TASK OBJECTIVE: Restate, word for word, every line of the data.

Collected data entries:
########################################

PR #98, opened 2026-04-17
fix(ci): prevent script injection in conventional commits workflow

sugat009:
## Summary
- **Fix SonarCloud security blocker**: PR title was interpolated directly in a `run:` block, enabling shell injection via crafted PR titles. Now passed through an `env:` variable instead.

########################################

THE ANSWER:
PR #98, opened 2026-04-17
fix(ci): prevent script injection in conventional commits workflow

sugat009:
## Summary
- **Fix SonarCloud security blocker**: PR title was interpolated directly in a `run:` block, enabling shell injection via crafted PR titles. Now passed through an `env:` variable instead.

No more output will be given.